Why Iran Refuses To Let Oman Reopen The Strait Of Hormuz

Why Iran Refuses To Let Oman Reopen The Strait Of Hormuz

The current standoff in the Strait of Hormuz is not just a high-stakes game of chicken between Washington and Tehran. It has transformed into an intense, quiet battle of wills between Iran and its long-trusted neighbor, Oman.

For decades, Muscat played the role of the quiet diplomatic bridge across the Persian Gulf. Today, that bridge is under immense strain.

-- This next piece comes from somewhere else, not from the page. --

PR #318, opened 2016-08-15
fixes JDBC_PING.readAll() executing ResultSet.deleteRow() on readonly ResultSet

t-beckmann:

When Oman coordinated with the UN International Maritime Organization (IMO) to map out a safe, alternative shipping lane hugging the Omani coast, it intended to break a four-month global energy stranglehold. Central routes are heavily mined. Sailors are trapped. The global economy is feeling the squeeze.

Oman’s "southern strategy" offered an elegant, neutral solution to bypass the immediate danger zones.

Tehran’s response was swift and definitive. Last Thursday, an Iranian attack hit a Singaporean commercial ship daring to test that Omani path. The message from the Islamic Revolutionary Guard Corps (IRGC) was clear: nobody opens the gate without our explicit permission.

By forcing the IMO to abandon the southern route, Iran sent a message to the world, and directly to Muscat. Tehran treats the Strait of Hormuz as its ultimate geopolitical lever, and it won’t share the handle with anyone—not even an old friend.

The Flaw in the Islamabad Memorandum

The roots of the current friction tie back to the wording of the Islamabad Memorandum of Understanding signed on June 18. The document was meant to serve as a framework for a lasting ceasefire, but its text left dangerous room for interpretation.

Under the terms of the agreement, substantive negotiations regarding Iran’s nuclear program do not officially begin until the maritime blockade is lifted. Crucially, the text only binds Iran to use its "best endeavors" to make that happen.

To Washington, "best endeavors" meant an immediate cessation of hostilities and a return to open waters. To Tehran, it represented a legal loophole.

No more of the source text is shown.